With the increase in adoption of Kubernetes among companies, there is an ever-increasing risk of exposure of the hosted business applications.With the increasing number of complex configuration controls, chances of human error in the administration are gradually increasing, leaving the entire environment of an organization vulnerable to cybersecurity incidents. With that in mind, the Center of Internet Security (CIS) Provided companies with a set of guidelines into security their Kubernetes environment as best practices into securing it, one of them being running regular platform scans to help mapping where the platform can be vulnerable and required to be patched. One of the tools used in openshift to map vulnerabilities can be openscap, which is an open-source tool that maps container vulnerabilities or black-duck. Defining a schedule for such task can be a challenge as well as become overwhelming if done in a short period of time. The recommended approach is to use an automated tool to execute at least a weekly scan and create a pipeline of vulnerabilities to be fixed on a prioritized order so that high score vulnerabilities will be prioritized sooner than low score ones but in a way that all of them will be tackled in future releases.
A major step into preventing vulnerabilities to allow your system to be compromised is to map the current vulnerabilities and based on them, apply updates that will address such vulnerabilities. The update policy shifts from a purely feature based update into a security-based update that will keep your system healthier from a risk perspective. Evaluating what update makes sense is also critical during this phase because a newer version might introduce a higher risk-vulnerability to your system. The recommendation is that each version is evaluated from a risk perspective and that updates, after being vetted, are applied through execution of rolling updates. Rolling updates allow Deployments’ update to take place with zero downtime by incrementally updating Pods instances with new ones.

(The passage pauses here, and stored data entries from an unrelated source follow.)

PR #689, opened 2026-03-11
netspeed: avoid glibtop warnings for non-existent network devices

vkareh:
When a network interface is disabled at the kernel level, the applet tries to read from a device that no longer exist, generating continuous warning messages in syslog.

Check if the device exists before calling glibtop_get_netload in both is_dummy_device and get_device_info. When the device doesn't exist, get_device_info returns a non-running device info, allowing the existing auto-change logic to find an active device.

Fixes #688

### DIFF
--- a/netspeed/src/backend.c
+++ b/netspeed/src/backend.c
@@ -64,10 +64,20 @@ struct nl80211_state {
 
 #endif /* HAVE_NL */
 
+static gboolean
+device_exists (const char *device)
+{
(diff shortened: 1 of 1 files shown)


mbkma (approved):
Good defensive fix. Checking that the interface still exists before asking glibtop for netload data should avoid the warning spam when a device disappears, and falling back to the non-running path keeps the auto-change logic working the way it already does.

PR #697, opened 2026-06-15
drivemount: fix use-after-free crash on icon theme change

### LINKED ISSUE #696: drivemount applet crashes (SIGSEGV) — use-after-free after a drive is removed and the icon theme changes
**Component:** `mate-drivemount-applet` (`drivemount/src/drive-button.c`)

### Summary

The Drive Mount applet crashes with SIGSEGV in its own code, dispatched from the
GTK main loop. It is a **use-after-free**: a `DriveButton` connects a `"changed"`
handler to the process-global default `GtkIconTheme` but never disconnects it on
destruction. After the button is freed (a volume/mount is removed), a later
icon-theme `"changed"` emission calls the handler on freed memory and schedules
`drive_button_update()` via `g_idle_add()`, which then crashes.

### Affected versions

Reproduced and observed on **1.26.1**. The same defect is present on current
**`master`** — `drive_button_dispose()` does not disconnect the handler.

### Frequency

On an affected machine (Linux Mint 22.3, mate-applets 1.26.1) `coredumpctl`
recorded repeated crashes over several months (2026-03-11, 03-16, 03-21,
04-11, 04-15, 05-05, 05-24, 06-15), typically around USB device plug/unplug
(which adds/removes drive buttons).

### Root cause

`drive_button_new()` / `drive_button_new_from_mount()` do:

```c
g_signal_connect (gtk_icon_theme_get_default (), "changed",
                  G_CALLBACK (drive_button_theme_change), self);
```

The default icon theme is a long-lived, process-global singleton.
`drive_button_dispose()` frees the button but never disconnects this handler, so:

1. A volume/mount is removed → the button is destroyed (`gtk_container_remove` → dispose).
2. A later `"changed"` emission invokes `drive_button_theme_change(theme, freed_self)`
   → `drive_button_queue_update(freed_self)` → `g_idle_add(drive_button_update, freed_self)`.
3. The idle fires `drive_button_update(freed_self)` →
   `g_return_val_if_fail (DRIVE_IS_BUTTON (freed_self), …)` dereferences the freed
   object's class pointer → **SIGSEGV**.

### Backtrace (stripped binary, from coredump)

```
#0  mate-drivemount-applet + 0x7093   (drive_button_update → DRIVE_IS_BUTTON check)
#3  g_main_loop_run
#4  gtk_main
```

The faulting instruction is `cmp %rsi,(%rax)` reading `obj->g_class->g_type` of a
freed `DriveButton` (its `g_class` word held garbage).

### AddressSanitizer confirmation

A minimal harness — create a `DriveButton` from a real mount, destroy it, emit
`"changed"` on the default icon theme, spin the main loop — reports:

```
ERROR: AddressSanitizer: heap-use-after-free   READ of size 4
  #0 drive_button_queue_update   drivemount/src/drive-button.c   (if (!self->update_tag))
  #1 drive_button_theme_change   drivemount/src/drive-button.c
  #5 g_signal_emit_by_name       ("changed")
  freed by:      g_object_unref     (button destroyed)
  allocated by:  drive_button_new_from_mount
```

With the handler disconnected in `dispose`, the same harness runs clean.

### Fix

Disconnect the handler in `drive_button_dispose()` — see linked PR.

Cigydd:
`DriveButton` connects `drive_button_theme_change` to the process-global default
`GtkIconTheme` `"changed"` signal in `drive_button_new()` and
`drive_button_new_from_mount()`, but `drive_button_dispose()` never disconnected
it. Because the default icon theme outlives the button, after a button is
destroyed (e.g. a volume or mount is removed) a later `"changed"` emission
invokes the callback on freed memory and schedules `drive_button_update()` via
`g_idle_add()`, crashing in the GTK main loop (SIGSEGV inside the
`DRIVE_IS_BUTTON()` type check).

On affected systems this applet has been crashing repeatedly for months, around
USB device plug/unplug.

Disconnect the handler in `drive_button_dispose()`:

```c
g_signal_handlers_disconnect_by_func (gtk_icon_theme_get_default (),
                                      G_CALLBACK (drive_button_theme_change),
                                      self);
```

Verified with AddressSanitizer: a harness that destroys a `DriveButton` and then
emits `"changed"` on the default icon theme reports `heap-use-after-free` in
`drive_button_queue_update` (via `drive_button_theme_change`) without this
change, and runs cleanly with it.

Fixes #696.

🤖 Generated with [Claude Code](https://claude.com/claude-code)

### DIFF
--- a/drivemount/src/drive-button.c
+++ b/drivemount/src/drive-button.c
@@ -144,6 +144,15 @@ drive_button_dispose (GObject *object)
 {
     DriveButton *self = DRIVE_BUTTON (object);
 
+    /* The "changed" handler was connected to the process-global default icon
+     * theme (see drive_button_new / drive_button_new_from_mount), which
+     * outlives this button.  If we don't disconnect it, the theme keeps a
+     * dangling pointer to the freed button and a later "changed" emission
+     * schedules drive_button_update() on freed memory -> use-after-free crash. */
+    g_signal_handlers_disconnect_by_func (gtk_icon_theme_get_default (),
+                                          G_CALLBACK (drive_button_theme_change),
+                                          self);
+
     drive_button_set_volume (self, NULL);
 
     if (self->update_tag)


vkareh:
@Cigydd this change looks fine to me, but I would like your commit message attribution to follow MATE's contribution guidelines: https://github.com/mate-desktop/mate-applets?tab=contributing-ov-file#attribution

tl;dr: Clean up the commit message to be more readable, and change the co-authorship like this (or something reasonably similar to it):
```diff
- Co-Authored-By: Claude Opus 4.8 (1M context) <noreply@anthropic.com>
+ Assisted-By: Claude:claude-opus-4.8
```

lukefromdc:
I looked over this thankfully very simple code change, basically the same as what a human author would have 
written. I guess the real question is why wasn't this included when the applet was first written? Or maybe it got
lost somewhere?

lukefromdc (commented):
This builds fine and stops the crash, which I was able to verify by first ejecting a drive with this applet in the panel, then changing icon themes. As expected, that took down the whole panel with all applets in-process.

Applying this change to disconnect the signal handler stops the crash.

Holding off on approval until the attribution is fixed, but if I wrote this code myself the only likely change would be the wording of the comment. I checked the docs for this over at
https://docs.gtk.org/gobject/func.signal_handlers_disconnect_by_func.html

Cigydd:
Thanks for the quick review and for verifying the crash, @lukefromdc!

I've cleaned up the commit message for readability and switched the attribution to `Assisted-by: Claude:claude-opus-4.8` per the contribution guidelines.

Re: why it wasn't there originally — the `g_signal_connect()` to the global default icon theme has been present since the applet's initial commit (312ba610), but a matching disconnect in `drive_button_dispose()` was never added. So it's a latent bug from day one; it only triggers on the specific "destroy a button, then change the icon theme" sequence, which is uncommon enough that it went unnoticed for years.

Cigydd:
Hi @lukefromdc,

Tried to fix the attribution. Is it OK now?

Dne 16. 06. 26 v 5:53 Luke from DC napsal(a):

lukefromdc:
Approving as the actual code while generated on an AI is the same thing I would have written by hand.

In order to improve access-control to applications a namespaced access control setup can be leveraged so that policies are applied on a namespace basis, allowing for a given user or application to have or not access to a certain action, such as viewing secrets or updating a deployment.
- Setting up namespaced access control under section 10.3
When building images that will ultimately run in a production Kubernetes cluster, be sure to follow best practices for packaging and distributing applications. For example, don’t build containers with passwords baked in—and this includes not just in the final layer, but any layers in the image. One of the counterintuitive problems introduced by container layers is that deleting a file in one layer doesn’t delete that file from preceding layers. It still takes up space, and it can be accessed by anyone with the right tools—an enterprising attacker can simply create an image that only consists of the layers that contain the password.
Secrets and images should never be mixed. If you do so, you will be hacked, and you will bring shame to your entire company or department.
Just like an RPM signing, container image singing can be used to verify authenticity of a container image created by users/developers throughout image life-cycle. Container image signing on Red Hat Enterprise Linux (RHEL) systems provides a means of:
- Validating where a container image came from,
- Checking that the image has not been tampered with, and
- Setting policies to determine which validated images can be pulled to a host.
We explain Images in more detail in here.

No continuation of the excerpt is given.